In the epilogue, Christian’s wife wakes to find a letter beside her bed, revealing that her husband is still alive. Moved to tears, she shares the news with their children. Meanwhile, Apollyon, now a raging dragon, shrieks above their home. The screen fades to black, leaving behind a single message: "To be continued..."

==Reception==
On review aggregator Rotten Tomatoes the film has an approval rating of 60% rating.

Cath Clarke of The Guardian gave the film two out of five stars. She criticized the animation, stiff character animation, the amateur theatre dialogue, and for "virtually zero humour." Joyce Slayton of Common Sense Media gave the film two out of five stars as well.
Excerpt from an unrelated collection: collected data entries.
PR #7280, opened 2024-05-29
interop/xds: Interop client and server changes for CSM Observability

zasweq:
This PR adds the CSM Observability flags for interop testing. It makes the xDS interop client and server their own go.mod to avoid upgrading the minimum required go version of the top level grpc/ go.mod to require go 1.21, as the client and server take a transitive OpenTelemetry dependency through the csm package, which requires go 1.21.

RELEASE NOTES: N/A


interop/xds/client/Dockerfile
```diff
@@ -19,19 +19,19 @@
 FROM golang:1.21-alpine as build
 
 # Make a grpc-go directory and copy the repo into it.
-WORKDIR /go/src/grpc-go
+WORKDIR /go/src/grpc-go/
```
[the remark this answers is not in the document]
zasweq: Deleted.

interop/xds/client/Dockerfile
```diff
@@ -19,19 +19,19 @@
...
 # the Go compiler and gRPC repo from the earlier stage. This significantly
 # reduces the docker image size.
 FROM alpine
-COPY --from=build /go/src/grpc-go/client .
+COPY --from=build /go/src/grpc-go/interop/xds/client/client .
 ENV GRPC_GO_LOG_VERBOSITY_LEVEL=99
 ENV GRPC_GO_LOG_SEVERITY_LEVEL="info"
 ENV GRPC_GO_LOG_FORMATTER="json"
-ENTRYPOINT ["./client"]
+ENTRYPOINT ["./client"]
```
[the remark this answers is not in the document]
zasweq: Done. I think this came from copy and paste from my branch on my fork.

interop/xds/client/client.go
```diff
@@ -35,15 +36,21 @@ import (
 	"google.golang.org/grpc/credentials/insecure"
 	"google.golang.org/grpc/credentials/xds"
 	"google.golang.org/grpc/grpclog"
+	_ "google.golang.org/grpc/interop/xds"
```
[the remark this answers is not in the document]
zasweq: Oh, whoops. Deleted.

interop/xds/client/client.go
```diff
@@ -368,6 +378,22 @@ func parseRPCMetadata(rpcMetadataStr string, rpcs []string) []*rpcConfig {
...
 	flag.Parse()
+	if *enableCSMObservability {
+		exporter, err := prometheus.New()
+		if err != nil {
+			logger.Fatalf("Failed to start prometheus exporter: %v", err)
+		}
+		provider := metric.NewMeterProvider(
+			metric.WithReader(exporter),
+		)
+		go http.ListenAndServe("0.0.0.0:9464", promhttp.Handler())
```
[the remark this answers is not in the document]
zasweq: This is a defined number from the testing design: "opentelemetry::exporter::metrics::PrometheusExporterOptions opts;
// default was "localhost:9464" which causes connection issue
// across GKE pods
opts.url = "0.0.0.0:9464";" 

"When the client / server GKE pods are running, the Prometheus metrics should be available at the port :9464."

If this port is in use the test will fail. This is unexpected, as I think the tests run synchronously with defined client/server image behavior so nothing will collide. If the port collides, that will be an infra issue I think.

interop/xds/server/Dockerfile
```diff
@@ -24,14 +24,14 @@ COPY . .
...
 # the Go compiler and gRPC repo from the earlier stage. This significantly
 # reduces the docker image size.
 FROM alpine
-COPY --from=build /go/src/grpc-go/server .
+COPY --from=build /go/src/grpc-go/interop/xds/server/server .
 ENV GRPC_GO_LOG_VERBOSITY_LEVEL=99
 ENV GRPC_GO_LOG_SEVERITY_LEVEL="info"
 ENV GRPC_GO_LOG_FORMATTER="json"
-ENTRYPOINT ["./server"]
+ENTRYPOINT ["./server"]
```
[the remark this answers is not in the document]
zasweq: Ah whoops added newline.

interop/xds/client/client.go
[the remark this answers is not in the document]
dfawley: The 0s don't seem correct to me, though, because that limits us to IPv4?  I think you want `:9464` to attach the listener onto all networks.  But also this seems like something that should be a flag?

interop/xds/server/go.mod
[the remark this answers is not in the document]
zasweq: Done.

interop/xds/client/go.mod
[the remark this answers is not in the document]
zasweq: Done.

interop/xds/client/client.go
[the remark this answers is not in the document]
zasweq: "Stanley Cheung, Now
Sergii and I talked about this and we are fine with leaving this hard coded for now. We are aware of this and if there's a need we can pass that as a flag. Just don't see a need right now"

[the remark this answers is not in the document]
zasweq: "Stanley Cheung, Now
I somehow ran into a problem for the c++ exporter that the default URL doesn't work and I have to override it with [0.0.0.0:9464](http://0.0.0.0:9464/) even though the default port is 9464"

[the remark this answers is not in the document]
zasweq: "Let's do that in Go too. If there's a problem then at least we know all of the lang clients have the same thing to change"

interop/xds/go.mod
```diff
@@ -1,16 +1,19 @@
-module google.golang.org/interop/test/server
+module google.golang.org/interop/xds
 
 go 1.21.0
 
-replace google.golang.org/grpc => ../../..
+replace google.golang.org/grpc => ../..
 
-replace google.golang.org/grpc/stats/opentelemetry => ../../../stats/opentelemetry
+replace google.golang.org/grpc/interop/xds => ./
```
dfawley, line 7: What does this even mean? :)

zasweq: Replace this with the current directory

zasweq:
Thanks for the pass sorry for the hassle; interop still works on latest commit

interop/xds/client/client
dfawley, line 1: Please remove.

interop/xds/client/client.go
```diff
@@ -368,6 +378,22 @@ func parseRPCMetadata(rpcMetadataStr string, rpcs []string) []*rpcConfig {
...
 	flag.Parse()
+	if *enableCSMObservability {
+		exporter, err := prometheus.New()
+		if err != nil {
+			logger.Fatalf("Failed to start prometheus exporter: %v", err)
+		}
+		provider := metric.NewMeterProvider(
+			metric.WithReader(exporter),
+		)
+		go http.ListenAndServe(":9464", promhttp.Handler())
```
dfawley, line 389: Please add port flag and use it here.

dfawley, line 389: Should we do something like `go func() { if err := ListenAndServe; err != nil { logger.Fatalf } }()`, so if the port is taken we get a noisy error instead of just things not working right?

interop/xds/client/client.go
```diff
@@ -368,6 +378,22 @@ func parseRPCMetadata(rpcMetadataStr string, rpcs []string) []*rpcConfig {
...
+
+		ctx, cancel := context.WithTimeout(context.Background(), time.Second*5)
+		defer cancel()
+		cleanup := csm.EnableObservability(ctx, opentelemetry.Options{MetricsOptions: opentelemetry.MetricsOptions{MeterProvider: provider}})
+		defer cleanup()
```
dfawley, line 394: If we're going to need to flush stuff in a cleanup function one day maybe, is it possible it will also need to accept a context so that can apply a timeout/cancelation?  @ejona86 @yashykt  (Note that if a context is needed, we aren't supposed to ever substitute our own; it is supposed to _always, only_ come from `main()`.)

interop/xds/client/client.go
dfawley: *or environment variable, whatever is decided.

interop/xds/client/client.go
ejona86: That wouldn't be unreasonable, although any I/O is probably already happening and this is just waiting for it to complete.

What did you do for gcp-observability?

zasweq: https://github.com/grpc/grpc-go/blob/master/gcp/observability/observability.go#L89 no context. IIRC remember it flushes the data to the exporter? So idk how timeouts work I think it's just a write somewhere.

interop/xds/client/client
zasweq: Whoops, deleted.

interop/xds/client/client.go
zasweq: Done for both client and server.

zasweq: Decided to do env var "OTEL_EXPORTER_PROMETHEUS_PORT" with default of 9464. Interop test won't set and will default.

interop/xds/client/client.go
dfawley: The downstream APIs we needed at the time (e.g. https://github.com/grpc/grpc-go/blob/24e90243755430b73804d2bf13f0abcfa19361e5/gcp/observability/exporting.go#L90) didn't require it, and I probably didn't think about this as being a possibility, either.  But since we don't know what we're targeting, we also don't know whether other future downstream APIs might.

I'm fine to not pass a context here since we don't think we'll need it, and just make our own context if we have to in the future, even if it's in violation of Go's ideals.

zasweq:
Verified recent commits with another interop pass.

interop/xds/go.mod
dfawley: "Replace myself with myself".  :)

Glad we figured out what was wrong and that it was just a simple mistake.

interop/xds/client/Dockerfile
```diff
@@ -24,13 +24,13 @@ COPY . .
 
 # Build a static binary without cgo so that we can copy just the binary in the
 # final image, and can get rid of Go compiler and gRPC-Go dependencies.
-RUN go build -tags osusergo,netgo interop/xds/client/client.go
+RUN cd interop/xds/client && go build -tags osusergo,netgo client.go
```
dfawley, line 27: How about `.`?

I think if you specify the file here and we add another file, it will break.

interop/xds/server/Dockerfile
```diff
@@ -24,13 +24,13 @@ COPY . .
 
 # Build a static binary without cgo so that we can copy just the binary in the
 # final image, and can get rid of the Go compiler and gRPC-Go dependencies.
-RUN go build -tags osusergo,netgo interop/xds/server/server.go
+RUN cd interop/xds/server && go build -tags osusergo,netgo server.go
```
dfawley, line 27: As above, `build .` is probably better

dfawley (approved):

interop/xds/go.mod
zasweq: Haha :). Thanks for the help!

interop/xds/client/Dockerfile
zasweq: Done.

interop/xds/server/Dockerfile
zasweq: Done.

zasweq:
Continues to pass; merging.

Megan Basham of WORLD Magazine gave the film a more positive write-up, and praised the introduction with Kristyn Getty and some of the scenes, saying they "delight with ingenuity." She said some of the scenes "show budget constraints," but that "these gripes are surprisingly few." Courtney Howard of Variety said, "While this adaptation may not win over any new converts, it does serve as a blessed reminder of faith’s rewards in a seemingly endless, punishing, and dark time." David Aldridge of Radio Times gave the film 3 out of 5, describing the animation as "basic but effective" and that the film was "presumably aimed primarily at kids, yet whose symbolic vision will require considerable explanation from adults."